All records shown below should be given again, character for character.
※ ※ ※
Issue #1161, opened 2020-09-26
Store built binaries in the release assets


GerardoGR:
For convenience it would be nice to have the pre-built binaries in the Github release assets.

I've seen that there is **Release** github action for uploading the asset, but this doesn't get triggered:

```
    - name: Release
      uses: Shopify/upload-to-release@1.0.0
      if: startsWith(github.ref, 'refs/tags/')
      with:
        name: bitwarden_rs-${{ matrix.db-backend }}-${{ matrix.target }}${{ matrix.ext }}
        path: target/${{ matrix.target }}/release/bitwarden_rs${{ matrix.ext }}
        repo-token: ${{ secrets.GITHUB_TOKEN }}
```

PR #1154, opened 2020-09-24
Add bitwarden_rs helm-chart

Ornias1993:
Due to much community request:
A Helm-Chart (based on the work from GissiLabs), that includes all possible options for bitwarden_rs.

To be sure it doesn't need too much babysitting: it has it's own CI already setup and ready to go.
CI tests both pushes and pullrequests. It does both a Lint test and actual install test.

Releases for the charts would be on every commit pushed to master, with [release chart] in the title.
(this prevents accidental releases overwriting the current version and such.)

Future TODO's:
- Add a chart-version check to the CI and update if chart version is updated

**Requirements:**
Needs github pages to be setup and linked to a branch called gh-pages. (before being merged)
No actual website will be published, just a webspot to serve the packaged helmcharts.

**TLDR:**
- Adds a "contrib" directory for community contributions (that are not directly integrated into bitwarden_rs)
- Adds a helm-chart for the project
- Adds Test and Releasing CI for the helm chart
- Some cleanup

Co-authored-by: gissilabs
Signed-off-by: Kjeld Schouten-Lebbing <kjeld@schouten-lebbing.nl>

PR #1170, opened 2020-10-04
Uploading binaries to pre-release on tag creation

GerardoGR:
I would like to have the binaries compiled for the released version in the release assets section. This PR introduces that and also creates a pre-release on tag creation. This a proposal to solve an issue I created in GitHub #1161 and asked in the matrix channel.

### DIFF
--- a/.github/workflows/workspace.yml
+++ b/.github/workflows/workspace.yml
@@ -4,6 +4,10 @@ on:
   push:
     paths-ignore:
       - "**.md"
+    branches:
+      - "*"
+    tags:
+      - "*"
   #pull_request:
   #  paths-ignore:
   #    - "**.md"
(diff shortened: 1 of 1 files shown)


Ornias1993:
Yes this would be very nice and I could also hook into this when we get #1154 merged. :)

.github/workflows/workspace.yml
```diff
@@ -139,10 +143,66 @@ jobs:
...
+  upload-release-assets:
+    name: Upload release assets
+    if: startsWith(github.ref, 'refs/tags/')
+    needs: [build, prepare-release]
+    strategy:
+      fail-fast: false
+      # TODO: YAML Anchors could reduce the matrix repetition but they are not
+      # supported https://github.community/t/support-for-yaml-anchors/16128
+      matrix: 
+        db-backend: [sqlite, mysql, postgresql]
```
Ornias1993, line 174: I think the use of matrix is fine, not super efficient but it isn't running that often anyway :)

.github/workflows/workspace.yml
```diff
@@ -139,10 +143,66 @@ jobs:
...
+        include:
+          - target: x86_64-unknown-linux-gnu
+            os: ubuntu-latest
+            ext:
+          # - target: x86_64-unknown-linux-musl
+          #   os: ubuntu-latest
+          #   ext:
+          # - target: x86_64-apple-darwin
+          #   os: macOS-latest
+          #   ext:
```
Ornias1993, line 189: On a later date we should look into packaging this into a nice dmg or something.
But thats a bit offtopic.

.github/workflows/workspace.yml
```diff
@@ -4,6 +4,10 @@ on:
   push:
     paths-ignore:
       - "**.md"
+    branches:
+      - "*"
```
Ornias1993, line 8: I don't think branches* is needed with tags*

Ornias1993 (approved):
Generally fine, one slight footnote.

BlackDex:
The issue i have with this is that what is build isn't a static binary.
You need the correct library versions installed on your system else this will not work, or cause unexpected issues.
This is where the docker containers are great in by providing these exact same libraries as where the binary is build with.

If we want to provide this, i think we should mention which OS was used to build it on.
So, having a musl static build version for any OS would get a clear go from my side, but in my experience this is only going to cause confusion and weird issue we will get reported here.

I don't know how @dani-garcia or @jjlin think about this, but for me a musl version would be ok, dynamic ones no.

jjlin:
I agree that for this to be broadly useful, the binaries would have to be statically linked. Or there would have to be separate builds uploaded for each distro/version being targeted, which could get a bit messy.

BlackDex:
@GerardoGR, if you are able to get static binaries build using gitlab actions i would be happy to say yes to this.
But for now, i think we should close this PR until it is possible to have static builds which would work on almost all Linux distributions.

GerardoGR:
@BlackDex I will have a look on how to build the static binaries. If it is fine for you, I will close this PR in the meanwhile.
※ ※ ※
→ Solution:
Issue #1161, opened 2020-09-26
Store built binaries in the release assets


GerardoGR:
For convenience it would be nice to have the pre-built binaries in the Github release assets.

I've seen that there is **Release** github action for uploading the asset, but this doesn't get triggered:

```
    - name: Release
      uses: Shopify/upload-to-release@1.0.0
      if: startsWith(github.ref, 'refs/tags/')
      with:
        name: bitwarden_rs-${{ matrix.db-backend }}-${{ matrix.target }}${{ matrix.ext }}
        path: target/${{ matrix.target }}/release/bitwarden_rs${{ matrix.ext }}
        repo-token: ${{ secrets.GITHUB_TOKEN }}
```

PR #1154, opened 2020-09-24
Add bitwarden_rs helm-chart

Ornias1993:
Due to much community request:
A Helm-Chart (based on the work from GissiLabs), that includes all possible options for bitwarden_rs.

To be sure it doesn't need too much babysitting: it has it's own CI already setup and ready to go.
CI tests both pushes and pullrequests. It does both a Lint test and actual install test.

Releases for the charts would be on every commit pushed to master, with [release chart] in the title.
(this prevents accidental releases overwriting the current version and such.)

Future TODO's:
- Add a chart-version check to the CI and update if chart version is updated

**Requirements:**
Needs github pages to be setup and linked to a branch called gh-pages. (before being merged)
No actual website will be published, just a webspot to serve the packaged helmcharts.

**TLDR:**
- Adds a "contrib" directory for community contributions (that are not directly integrated into bitwarden_rs)
- Adds a helm-chart for the project
- Adds Test and Releasing CI for the helm chart
- Some cleanup

Co-authored-by: gissilabs
Signed-off-by: Kjeld Schouten-Lebbing <kjeld@schouten-lebbing.nl>

PR #1170, opened 2020-10-04
Uploading binaries to pre-release on tag creation

GerardoGR:
I would like to have the binaries compiled for the released version in the release assets section. This PR introduces that and also creates a pre-release on tag creation. This a proposal to solve an issue I created in GitHub #1161 and asked in the matrix channel.

### DIFF
--- a/.github/workflows/workspace.yml
+++ b/.github/workflows/workspace.yml
@@ -4,6 +4,10 @@ on:
   push:
     paths-ignore:
       - "**.md"
+    branches:
+      - "*"
+    tags:
+      - "*"
   #pull_request:
   #  paths-ignore:
   #    - "**.md"
(diff shortened: 1 of 1 files shown)


Ornias1993:
Yes this would be very nice and I could also hook into this when we get #1154 merged. :)

.github/workflows/workspace.yml
```diff
@@ -139,10 +143,66 @@ jobs:
...
+  upload-release-assets:
+    name: Upload release assets
+    if: startsWith(github.ref, 'refs/tags/')
+    needs: [build, prepare-release]
+    strategy:
+      fail-fast: false
+      # TODO: YAML Anchors could reduce the matrix repetition but they are not
+      # supported https://github.community/t/support-for-yaml-anchors/16128
+      matrix: 
+        db-backend: [sqlite, mysql, postgresql]
```
Ornias1993, line 174: I think the use of matrix is fine, not super efficient but it isn't running that often anyway :)

.github/workflows/workspace.yml
```diff
@@ -139,10 +143,66 @@ jobs:
...
+        include:
+          - target: x86_64-unknown-linux-gnu
+            os: ubuntu-latest
+            ext:
+          # - target: x86_64-unknown-linux-musl
+          #   os: ubuntu-latest
+          #   ext:
+          # - target: x86_64-apple-darwin
+          #   os: macOS-latest
+          #   ext:
```
Ornias1993, line 189: On a later date we should look into packaging this into a nice dmg or something.
But thats a bit offtopic.

.github/workflows/workspace.yml
```diff
@@ -4,6 +4,10 @@ on:
   push:
     paths-ignore:
       - "**.md"
+    branches:
+      - "*"
```
Ornias1993, line 8: I don't think branches* is needed with tags*

Ornias1993 (approved):
Generally fine, one slight footnote.

BlackDex:
The issue i have with this is that what is build isn't a static binary.
You need the correct library versions installed on your system else this will not work, or cause unexpected issues.
This is where the docker containers are great in by providing these exact same libraries as where the binary is build with.

If we want to provide this, i think we should mention which OS was used to build it on.
So, having a musl static build version for any OS would get a clear go from my side, but in my experience this is only going to cause confusion and weird issue we will get reported here.

I don't know how @dani-garcia or @jjlin think about this, but for me a musl version would be ok, dynamic ones no.

jjlin:
I agree that for this to be broadly useful, the binaries would have to be statically linked. Or there would have to be separate builds uploaded for each distro/version being targeted, which could get a bit messy.

BlackDex:
@GerardoGR, if you are able to get static binaries build using gitlab actions i would be happy to say yes to this.
But for now, i think we should close this PR until it is possible to have static builds which would work on almost all Linux distributions.

GerardoGR:
@BlackDex I will have a look on how to build the static binaries. If it is fine for you, I will close this PR in the meanwhile.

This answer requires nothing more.